Jun 26, 2020 10:37:25 AM (4 years ago)

Author:

Chris Dumez

Message:

[iOS] Network process is crashing when launching TJMaxx app due to invalid NetworkProcess::DestroySession IPC message
​https://bugs.webkit.org/show_bug.cgi?id=213625
<rdar://problem/64737890>

Reviewed by Alex Christensen.

The app is calling [WKWebsiteDataStore init] despite the method being marked as unavailable in
WKWebsiteDataStore.h. As a result, they end up with a WKWebsiteDataStore object whose internal
_websiteDataStore is bad because its constructor was never called. When [WKWebsiteDataStore dealloc]
gets called later own, it calls the ~WebsiteDataStore() destructor for _websiteDataStore but its
m_sessionID is 0 because we never called the constructor. This causes us to send a
NetworkProcess::DestroySession IPC with a sessionID that is 0, which is not valid so the
NetworkProcess crashes.

To address the issue, we now provide an implementation of [WKWebsiteDataStore init] which raises an
exception, behind a linked-on-after check. To keep the app working, [WKWebsiteDataStore init] returns
a new ephemeral data store until rebuilt with the new SDK.

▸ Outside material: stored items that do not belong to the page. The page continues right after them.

PR #538, opened 2025-02-03
feat: create reusable e2e functions

### LINKED ISSUE #528: Groundwork to enable creation of more e2e test suites.

dpadhiar:
Fixes #528 

### Modifications

This PR largely breaks down the current functional test suite and moves the create/update/deletion functions for each respective rollout to their own file. These functions are now able to be used in different test suites we can build out for different upgrade strategies or any other cases that shouldn't require us to run the whole functional test.

We can further improve on this by introducing new shared functions but these should be sufficient to create new test suites now.

### Verification

Running `make test-e2e` multiple times locally with no strategy and PPND. Using CI for final verification.

None.

### DIFF
--- a/tests/e2e/isbservice.go
+++ b/tests/e2e/isbservice.go
@@ -322,7 +322,7 @@ func updateISBServiceRollout(isbServiceRolloutName, pipelineRolloutName string, 
 		return rollout, nil
 	})
 
-	if upgradeStrategy == config.PPNDStrategyID && dataLoss == true {
+	if upgradeStrategy == config.PPNDStrategyID && dataLoss {
 
 		document("Verify that in-progress-strategy gets set to PPND")
 		verifyInProgressStrategyISBService(Namespace, isbServiceRolloutName, apiv1.UpgradeStrategyPPND)
@@ -343,7 +343,7 @@ func updateISBServiceRollout(isbServiceRolloutName, pipelineRolloutName string, 
 
 	}
 
-	if upgradeStrategy == config.PPNDStrategyID && dataLoss == false {
+	if upgradeStrategy == config.PPNDStrategyID && !dataLoss {
 		document("Verify that dependent Pipeline is not paused when an update to ISBService not requiring pause is made")
 		verifyNotPausing := func() bool {
 			_, _, retrievedPipelineStatus, err := getPipelineSpecAndStatus(Namespace, pipelineRolloutName)
--- a/tests/e2e/isbservice.go
+++ b/tests/e2e/isbservice.go
@@ -2,13 +2,16 @@ package e2e
 
 import (
 	"context"
+	"encoding/json"
 	"fmt"
 	"time"
 
+	. "github.com/onsi/ginkgo/v2"
 	. "github.com/onsi/gomega"
 	appsv1 "k8s.io/api/apps/v1"
 	corev1 "k8s.io/api/core/v1"
 
+	"k8s.io/apimachinery/pkg/api/errors"
 	metav1 "k8s.io/apimachinery/pkg/apis/meta/v1"
 	"k8s.io/apimachinery/pkg/apis/meta/v1/unstructured"
 	"k8s.io/apimachinery/pkg/runtime"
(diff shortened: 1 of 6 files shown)


tests/e2e/isbservice.go
```diff
@@ -229,3 +232,145 @@ func startISBServiceRolloutWatches() {
...
+			return false
+		}
+		if len(list.Items) == 0 {
+			return true
+		}
+		return false
+	}).WithTimeout(testTimeout).Should(BeTrue(), "The ISBService should have been deleted but it was found.")
+}
+
+func updateISBServiceRollout(isbServiceRolloutName, pipelineRolloutName string, newSpec numaflowv1.InterStepBufferServiceSpec, f func(numaflowv1.InterStepBufferServiceSpec) bool, dataLoss bool) {
```
juliev0, line 315: nit: can you change the name `f` to something like `verifySpecFunc`?

juliev0: Actually, maybe it's fine. In that case, maybe just comment the function to explain what the parameters mean?

juliev0: Can you add a TODO to make `pipelineRolloutName` an array?

tests/e2e/isbservice.go
```diff
@@ -229,3 +232,145 @@ func startISBServiceRolloutWatches() {
...
+
+	rawSpec, err := json.Marshal(newSpec)
+	Expect(err).ShouldNot(HaveOccurred())
+
+	updateISBServiceRolloutInK8S(isbServiceRolloutName, func(rollout apiv1.ISBServiceRollout) (apiv1.ISBServiceRollout, error) {
+		rollout.Spec.InterStepBufferService.Spec.Raw = rawSpec
+		return rollout, nil
+	})
+
+	if upgradeStrategy == config.PPNDStrategyID && dataLoss {
```
juliev0, line 325: So, I guess `upgradeStrategy` is a global variable that the user will need to set for any test? That seems good I think.

tests/e2e/numaflowcontroller.go
```diff
@@ -117,3 +120,133 @@ func watchNumaflowControllerRollout() {
...
+			if !errors.IsNotFound(err) {
+				Fail("An unexpected error occurred when fetching the deployment: " + err.Error())
+			}
+			return false
+		}
+		return true
+	}).WithTimeout(testTimeout).Should(BeFalse(), "The deployment should have been deleted but it was found.")
+}
+
+func updateNumaflowControllerRollout(originalVersion, newVersion, pipelineRolloutName string, valid bool) {
```
juliev0, line 196: let's add a todo for this one as well regarding making it an array

tests/e2e/isbservice.go
dpadhiar: I believe it should work for any valid strategy or if it is empty since we're using the `IsValid()` function to verify that it is valid.

tests/e2e/numaflowcontroller.go
juliev0: also let's add a comment for parameters

tests/e2e/pipeline.go
```diff
@@ -333,3 +338,140 @@ func startPipelineRolloutWatches() {
...
+		}
+		if len(list.Items) == 0 {
+			return true
+		}
+		return false
+	}).WithTimeout(testTimeout).Should(BeTrue(), "The Pipeline should have been deleted but it was found.")
+}
+
+// update PipelineRollout and verify correct process
+func updatePipelineRollout(name string, newSpec numaflowv1.PipelineSpec, expectedPhase numaflowv1.PipelinePhase, dataLoss bool) {
```
juliev0, line 431: Can we either name `expectedPhase` -> `expectedFinalPhase` or clarify in a comment what it represents? I don't want someone to get confused thinking that if it's a PPND strategy, that represents the temporary "Pausing" state.

tests/e2e/isbservice.go
juliev0: But it looks like [IsValid(](https://github.com/numaproj/numaplane/blob/main/tests/e2e/functional_test.go#L194)) is only being called for the functional test. Perhaps we should call it from the common before suite logic?

dpadhiar: Sounds good, will move that over so that it should run for all suites.

juliev0 (approved):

• UIProcess/API/Cocoa/WKWebsiteDataStore.h:

Mark "new" as unavailable, otherwise [WKWebsiteDataStore new] builds.

• UIProcess/API/Cocoa/WKWebsiteDataStore.mm:

(-[WKWebsiteDataStore init]):
Raise an exception with latest SDK, a new ephemeral data store otherwise.

• UIProcess/Cocoa/VersionChecks.h:

Add linked-on-after check.

• UIProcess/WebsiteData/WebsiteDataStore.cpp:

(WebKit::WebsiteDataStore::~WebsiteDataStore):
Add a release assertion to make sure that m_sessionID is always valid when the destructor is called.

Location:

trunk/Source/WebKit

Files:

• ChangeLog (modified) (1 diff)
• UIProcess/API/Cocoa/WKWebsiteDataStore.h (modified) (1 diff)
• UIProcess/API/Cocoa/WKWebsiteDataStore.mm (modified) (2 diffs)
• UIProcess/Cocoa/VersionChecks.h (modified) (2 diffs)
• UIProcess/WebsiteData/WebsiteDataStore.cpp (modified) (1 diff)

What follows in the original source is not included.